# Woohoo!! Business Rates Relief Ahoy.



## MikeHag (Mar 13, 2011)

Happy days! Just received a letter from the Scottish Assessors Office regarding the rates valuation on our premises. We put in an appeal as it was valued at only £400 over the Small Business Rates Relief 100% threshold. Today's letter confirms it has been revalued and is now eligible for 100% relief!! That very nice man just saved us thousands of pounds of hard earned money every year







)))


----------



## cjbailey1 (Jan 17, 2011)

That's fantastic news! Shows that it's worth challenging these things


----------



## ObsidianSage (Jan 30, 2012)

Mike, do you mean you will pay no rates at all? Is this a Scottish thing?


----------



## MikeHag (Mar 13, 2011)

The Small Business Rates Relief Scheme is a nationwide (not just Scotland) tax relief available to businesses based upon the rateable value of their premises, on a sliding scale. I understand that there is also a London-specific version which acknowledges the fact that rateable values are higher there. In my location properties tend to have lower rent and rates, which was one of the reasons we chose it, and since we're under the threshold we, like our neighbours, won't pay business rates. This is a scheme that every new cafe owner should know about.


----------



## bdt (Sep 13, 2011)

Good work Mike.

Out of interest, what was the basis of your appeal? The property we're looking at has a rateable value of £11,000 p/a which qualifies for 50% rate relief but if I can negotiate it down £1000 then we'll qualify for 100% rate relief. When comparing to similar sized properties on the same street, it appears ours is certainly at the top end and I'm pretty sure it's higher than a lot of neighbouring properties on a "square foot basis"
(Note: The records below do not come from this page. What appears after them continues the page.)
PR #4903, opened 2023-05-11
Add “just simply” link to the writing style guide

mattstein:
This adds an excellent link to the “avoid just and it’s easy” section of the writing style guide that further describes the problem and potential solutions with that sort of language.

Here’s a direct link to it in the preview build: https://ddev--4903.org.readthedocs.build/en/4903/developers/writing-style-guide/#avoid-just-and-easy

<a href="https://gitpod.io/#https://github.com/ddev/ddev/pull/4903"></a>

PR #4905, opened 2023-05-12
[docs] Add textlint

mattstein:
## The Issue

Nobody wants to read a [writing style guide](https://ddev.readthedocs.io/en/latest/developers/writing-style-guide/).

This introduces the [same textlint rule set](https://github.com/ddev/ddev.com-front-end/blob/main/.textlintrc) from the ddev.com project, including a GitHub Actions check, and fixes most of the errors.

This project doesn’t use a `package.json`  file so it’s not a quick `npm install`, but you can install textlint and its rulesets globally like it suggests in the Makefile:

```
npm install -g textlint textlint-filter-rule-comments textlint-rule-no-todo textlint-rule-stop-words textlint-rule-terminology
```

Then run `textlint {README.md,version-history.md,docs/**}` or `make textlint` and have a wondrous time tidying up. (The [VS Code extension](https://marketplace.visualstudio.com/items?itemName=taichi.vscode-textlint) works well!)

## Automated Testing Overview

It tests public-facing plain text in `README.md`, `version-history.md`, and everything in the `docs/` directory.

## Related Issue Link(s)

- https://github.com/ddev/ddev/pull/4903
- https://github.com/ddev/ddev.com-front-end/pull/51
- https://github.com/ddev/ddev.com-front-end/issues/31#issuecomment-1409617516

## Release/Deployment Notes

Won’t mangle DDEV builds or deployment, but I have no idea if the GitHub Action works yet so we’ll be finding out together.

<a href="https://gitpod.io/#https://github.com/ddev/ddev/pull/4905"></a>


rfay (commented):
This is just amazing, should save you just hours of reviewing time. Thanks!

I note that some of the rules are inflexible and can force unnecessary changes, but we should just accept that.

mattstein:
@rfay I found a way to _not_ take forever on this! No change to the spell checker, only a sparing introduction of textlint.

Trying to get a simpler GitHub Action working.

I have a rule set that rejects unfinished todo items and the only thing failing here is [this line from the version history](https://github.com/ddev/ddev/blob/master/version-history.md?plain=1#L112). (I also don’t know why that file uses checkboxes and bullets.) How can I fix this?

.github/workflows/docscheck.yml
```diff
@@ -28,6 +28,10 @@ jobs:
       - uses: actions/checkout@v3
       - uses: rojopolis/spellcheck-github-actions@v0
         name: Spellcheck
+      - uses: rdohms/textlint-action@latest
+        with:
+          rulesets: 'textlint-filter-rule-comments textlint-rule-no-todo textlint-rule-stop-words textlint-rule-terminology'
+          path: '{README.md,version-history.md,docs/**}'
```
rfay, line 34: IMO version-history.md is not something that needs to be checked at all. Just meant extra work for you in this. It's *not* included in docs because it corrupts the search so much.

mattstein: I don’t mind since it’s both public-facing and important, and I figure it should be held to the same standard as writing in the documentation. (Same with the developer docs this also fixes—though the spell checker would go wild there if we stopped ignoring that section.)

Are you saying you’d like me to remove that from the check? The fixing-up is already done so after this PR it’s only a matter of maintenance/conformance.

rfay:
> I have a rule set that rejects unfinished todo items and the only thing failing here is [this line from the version history](https://github.com/ddev/ddev/blob/master/version-history.md?plain=1#L112). (I also don’t know why that file uses checkboxes and bullets.) How can I fix this?

Easiest way is to exclude version-history.md. 

Second easiest for unfinished checkboxes is to check the box, since it eventually got done. (Not sure why that was listed there because it was not accomplished at that time. (Powers that be in drud wanted it to require a NDA of participants, so I balked and put it off until drud went away.)

Third easiest is to allow unchecked checkboxes.

.github/workflows/docscheck.yml
rfay: Thanks for checking the box. The other option would have been to remove the line, which would have been completely and historically correct.

mattstein: Whoops! I was going for correctness—removed the line instead. The fact that we’re discussing style and accuracy is a reason to include this file, IMO!

mattstein:
@rfay I can’t tell if I managed to break actual important tests or if they’re just having a bad day, but the textlint GitHub Action works now and this is ready for review.

rfay (approved):
Awesome, thanks so much! That was a *lot* less than a week!

WSL2 Docker Desktop is mostly broken since latest release. I'll look for other things.

mattstein:
If you’re bored, try setting up Vale and throw its `alex` package at the docs. It’d be a noble thing to upgrade the spell checker, but it’s a wildly different amount of work. 😅

mattstein:
As usual, merge if/when you’re comfortable with this.

rfay:
Thanks! I'll probably let it finish most tests since it touches a variety of things in case anything has gone wrong.

PR #4908, opened 2023-05-12
Remove unused package spf13/viper and dependencies from vendor, etc.

gilbertsoft:
## The Issue

The usage of package `github.com/spf13/viper` was removed with https://github.com/ddev/ddev/commit/f24e8e5c7abf1a0f7c8a04d8fbcc915a753c0bec 6 years ago but one line was forgotten which had no effect anymore.

This PR removes that last line and the package with its dependencies.

## Release/Deployment Notes

<a href="https://gitpod.io/#https://github.com/ddev/ddev/pull/4908"></a>


rfay (commented):
Sure looks good to me! Amazing.

gilbertsoft:
> Sure looks good to me! Amazing.

Reduces the binary size for almost 2MB :)

rfay:
That's weird, the binary shouldn't have been affected, but I guess because of that one single use!

gilbertsoft:
> That's weird, the binary shouldn't have been affected, but I guess because of that one single use!

Yes it does, that's a known problem of Viper. In our case not that big because we already import some dependencies which Viper would do. See also https://github.com/knadh/koanf#alternative-to-viper and https://github.com/knadh/koanf/wiki/Comparison-with-spf13-viper

rfay:
Thanks for this! Is it going to mess up your vendor dir for the amplitude patch? Almost pulled, then thought about that. Would you rather do it after that goes in?

gilbertsoft:
> Thanks for this! Is it going to mess up your vendor dir for the amplitude patch? Almost pulled, then thought about that. Would you rather do it after that goes in?

No, should do any harm. You can merge at any time.

PR #4913, opened 2023-05-16
[docs] fix text to match example [skip ci]

tyler36:
## The Issue
The "desired" version does not match the example given.

This PR updates the desired version to match the example.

Also, how long did the appeal process take? I understand you've to put in an appeal within 6 months of taking a property on


----------



## MikeHag (Mar 13, 2011)

Yeah, good point. I didn't want to just throw in an appeal without some sort of justification. They won't negotiate just to get you under the threshold, and it has to be based on what they deem to be the sqm of zones A, B, C etc. I took my own measurements and had my own calculations for those figures, which I believed took me just under the threshold. There is an area which I think could be argued to be zone B rather than zone A, which brings down the overall total. After a chat on the phone and an online appeal form the assessor came out and took measurements. 2-3 weeks later the good news letter arrived. We took on the property on 1 May - yeah... it has to be within the first six months I believe otherwise you lose the right to make an appeal.


----------



## bdt (Sep 13, 2011)

Cheers. Am planning to put an appeal in but have based our cashflow on having to pay the rates @ 50% relief only. In our case, they appear to have based the rateable value on the square footage of the ground floor but have not taken into account the basement which, despite being a bit rough and of very limited use, it actually doubles the floorspace we have available to us. Will need to look more closely at the floorspaces and rateable values of our neighbours but we certainly appear to be rated at the upper end for the street. Certainly worth an appeal anyway.


----------



## MikeHag (Mar 13, 2011)

I wouldnt mention the basement. That will increase your overall sqft. There are probably websites devoted to this sort of thing. Worth a google.


----------